Unglück in Lederfabrik
Drei Tote und mehrere Verletzte bei Arbeitsunfall
Aktualisiert am 17.04.2026 – 07:35 UhrLesedauer: 2 Min.
In einer Fabrik im Ort Runkel in Mittelhessen kommen mehrere Menschen ums Leben, weitere werden verletzt. Vieles ist noch unklar.
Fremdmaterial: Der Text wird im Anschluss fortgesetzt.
PR #2634, opened 2022-04-11
Inet:url norm updates (SYN-3260 SYN-3360 SYN-3392)

rakuy0:
* Don't require host for inet:url
* Support `file:` URIs from RFC-8089 in inet:url construction.

### DIFF
--- a/synapse/models/inet.py
+++ b/synapse/models/inet.py
@@ -18,7 +18,7 @@ import synapse.lib.module as s_module
 import synapse.lookup.iana as s_l_iana
 
 logger = logging.getLogger(__name__)
-windre = regex.compile(r'^\w[:|]')
+drivre = regex.compile(r'^\w[:|]')
 fqdnre = regex.compile(r'^[\w._-]+$', regex.U)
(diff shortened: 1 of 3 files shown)


synapse/models/inet.py
```diff
@@ -715,43 +716,85 @@ def _normPyStr(self, valu):
...
         # Resource Path
+        if prep:
+            valu = f'/{valu}'
         parts = valu.split('/', 1)
+        subs['path'] = ''
         if len(parts) == 2:
             valu, pathpart = parts
-            pathpart = f'/{pathpart}'
-        subs['path'] = pathpart
+            if proto == 'file' and windre.match(pathpart):
```
vEpiphyte, line 787: The `if` and `else` statements have the same effect. Is that intentional?

vEpiphyte, line 787: A inline comment here to help future self may be a nice thing to have since it could be confusing to see the two same lines but inverted.

rakuy0: :+1:

vEpiphyte (dismissed):

Cisphyx (approved):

Bei einem Arbeitsunfall in einer Lederfabrik und Pelzgerberei im hessischen Runkel sind drei Arbeiter ums Leben gekommen. Zwei weitere Männer seien schwer verletzt und mit Rettungshubschraubern in Krankenhäuser gebracht worden, teilte das Landesinnenministerium mit. Die Verletzten schweben nach offiziellen Angaben in Lebensgefahr. Rund 150 Rettungskräfte von Polizei, Feuerwehr und Gefahrenabwehr waren zeitweise im Einsatz.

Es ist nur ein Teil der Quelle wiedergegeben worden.